The development most often associated with the name of S. F. Boys
in quantum chemistry is the introduction
of Gaussian basis functions in electronic structure calculations.
Interestingly, while Boys was fascinated
with the integrability properties of products of Gaussians on different
centers, and used them in other
applications, including approximation schemes for multicenter integrals
over Slater-type orbitals, he did not
pursue their use as basis functions in their own right in his own
molecular calculations. It was the work of
his student, Colin M. Reeves, and the latter's student, Malcolm C.
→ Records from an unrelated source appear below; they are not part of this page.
PR #5955, opened 2025-08-22
LibWeb/CSS: Implement typed OM math functions

AtkinsSJ:
We're starting to get somewhere now!

Still a lot of CSSNumericValue stuff left to do, but this lets us reify calculations - at least, the ones that the typed-om spec allows. It's missing quite a few of the math functions that have been added later.

A decent chunk of the diff is tests that now actually run instead of crashing, but don't pass at all. Also, boy is there a lot of boilerplate with all these IDL types. `*_*`

Again, more is in the works.

### DIFF
--- a/Libraries/LibWeb/CSS/CSSMathClamp.cpp
+++ b/Libraries/LibWeb/CSS/CSSMathClamp.cpp
@@ -102,4 +102,18 @@ GC::Ref<CSSNumericValue> CSSMathClamp::upper() const
     return m_upper;
 }
 
+// https://drafts.css-houdini.org/css-typed-om-1/#equal-numeric-value
+bool CSSMathClamp::is_equal_numeric_value(GC::Ref<CSSNumericValue> other) const
+{
+    // AD-HOC: Spec doesn't handle clamp()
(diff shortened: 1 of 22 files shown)


Libraries/LibGC/Ptr.h
```diff
@@ -183,6 +183,14 @@ class Ptr {
 
     operator T*() const { return m_ptr; }
 
+    Ref<T> release_nonnull()
```
trflynn89: I don't know that a "release" API really makes sense here. It's used in `OwnPtr` and `RefPtr` due to ownership mechanics, but that doesn't apply here - `GC::Ptr` / `GC::Ref` aren't owning objects.

So maybe just:
```c++
Ref<T> as_nonnull()
{
    ASSERT(m_ptr);
    return *m_ptr;
}
```

AtkinsSJ: Agreed, it didn't make much sense. Fixed!

AtkinsSJ:
First push: Change `GC::Ptr::release_nonnull()` to `::as_nonnull()`. Second push: rebase on master.

PR #5952, opened 2025-08-22
LibWeb: Editing host, selection & focus improvements

gmta:
* Nested editing hosts now propagate focus to the nearest uninterrupted ancestor editing host
* Selection updates on uneditable contents using keyboard navigation are now only allowed if the Shift key is held
* Focusing spec steps were updated; unfocusable elements can now no longer become the focused area

PR #5956, opened 2025-08-22
LibWeb: Implement up/down arrow navigation for EditingHostManager

trflynn89:
Works just the same as input element navigation


Libraries/LibWeb/Selection/Selection.cpp
```diff
@@ -653,4 +654,40 @@ void Selection::move_offset_to_previous_word(bool collapse_selection)
     }
 }
 
+void Selection::move_offset_to_next_line(bool collapse_selection)
+{
+    auto* text_node = as_if<DOM::Text>(anchor_node().ptr());
```
gmta, line 656: I think this should be `focus_node()` in both methods; I've got some relevant changes for that in #5952

gmta: Oh whoops, I don't have that change in there anymore - regardless, I think the relevant part is that both the anchor and focus nodes are supposed to be in text nodes here, but we're moving from the focus node instead of the anchor node.

trflynn89: To clarify, is there a change to be made here then? :sweat_smile:  Looking at your PR, the adjacent cursor APIs are using the anchor node.

gmta: Well logically, I should update those to use `focus_node()` as well, just remarking that it's something you might want to use here. If a selection over multiple DOM::Text nodes works as you expect it to, then you don't necessarily need to update it :P

trflynn89: Forgot to get back to this - indeed, both the existing and new methods added here don't handle moving across DOM nodes within a contenteditable node. I've added a FIXME for now.

PR #5969, opened 2025-08-23
Add "Default Zoom Level" setting

rgret-dev:
I was slightly annoyed having to re-zoom each time I opened the browser :^)

image

### DIFF
--- a/Tests/LibWeb/test-web/main.cpp
+++ b/Tests/LibWeb/test-web/main.cpp
@@ -644,6 +644,8 @@ static ErrorOr<int> run_tests(Core::AnonymousBuffer const& theme, Web::DevicePix
     for (size_t i = 0; i < concurrency; ++i) {
         auto view = TestWebView::create(theme, window_size);
         view->on_load_finish = [&](auto const&) { ++loaded_web_views; };
+        // FIXME: Figure out a better way to ensure that tests use default browser settings.
+        view->reset_zoom();
 
         views.unchecked_append(move(view));
     }


Libraries/LibWebView/Settings.h
```diff
@@ -95,6 +99,7 @@ class Settings {
     ByteString m_settings_path;
 
     URL::URL m_new_tab_page_url;
+    double m_default_zoom_level_factor;
```
trflynn89: We prefer to always initialize plain in the member list:
```c++
double m_default_zoom_level_factor { 0 };
```
even if the value is set in the constructor.

Base/res/ladybird/about-pages/settings/default-zoom-level.js
```diff
@@ -0,0 +1,71 @@
+const defaultZoomLevelDropdown = document.querySelector("#default-zoom-level");
+
+const zoomLevelFactors = [
+    0.3,
+    1 / 3.0,
```
trflynn89: Having 30% and 33% feels a bit fine-grained
zoom

Tests/LibWeb/test-web/main.cpp
```diff
@@ -644,6 +644,7 @@ static ErrorOr<int> run_tests(Core::AnonymousBuffer const& theme, Web::DevicePix
     for (size_t i = 0; i < concurrency; ++i) {
         auto view = TestWebView::create(theme, window_size);
         view->on_load_finish = [&](auto const&) { ++loaded_web_views; };
+        view->reset_zoom();
```
trflynn89, line 648: Let's add a FIXME here. This is fine for now, but I think we want to more generally have a way to ensure test-web runs with default settings. We don't want to special-case every setting that affects tests here.

Base/res/ladybird/about-pages/settings/default-zoom-level.js
rgret-dev: I've kept 33% and removed the 30% option

Issue #5959, opened 2025-08-22
GC clang plugin: Check for missing visit on Variant<...>


awesomekling:
If a cell-derived object has a member `Variant<T1, T2...>` where any of `T1`, `T2`, etc are cell-derived, we should warn if the member is not visited.

PR #5970, opened 2025-08-23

Harrison, which revived interest in Boys's
original proposal and started the wide-scale application of Gaussian
basis functions in this field. The major
interest of Boys in the 1950s was the development of the formalism and
algorithmic tools needed for
configuration interaction calculations on atoms and molecules. His
earlier work concentrated on atoms and
atomic ions and initially employed desk calculators, but he soon
realized the potential of the electronic computer,
not only for the arithmetic calculations but also for the formal
manipulations required in the derivation of
formulas and the overall organization of the calculations. He
devoted much effort to vector coupling, the
construction of symmetry- and spin-adapted linear combinations of
Slater determinants (“co-detors” in his
terminology), and the development of practical procedures for
“projective reduction”, the reduction of matrix
elements of the Hamiltonian between co-detors to linear combinations of
one- and two-electron integrals.
The computer was used to develop the formulas for the various
basis set integrals and for the projective
reduction formulas, and the formal and numerical parts of the work were
integrated on the computer to reduce
the need for human intervention and minimize the opportunities for
mistakes. On turning his attention to
molecules, he developed and tested a variety of schemes for calculation
of the multicenter integrals over
Slater-type orbitals and made several pioneering applications of his
ideas, notably including the first correct
prediction of the geometry of the methylene ground state and a landmark
calculation on formaldehyde. In
later years, concerned about the slow convergence of the configuration
interaction expansion, he focused on
schemes for the incorporation of interelectronic distances directly
into the trial wave function, leading to the
development of the “transcorrelated” method. Other interests
included the convergence of nonsymmetric
secular equations, studies of basis set superposition error, and the
calculation of ro-vibrational energy levels.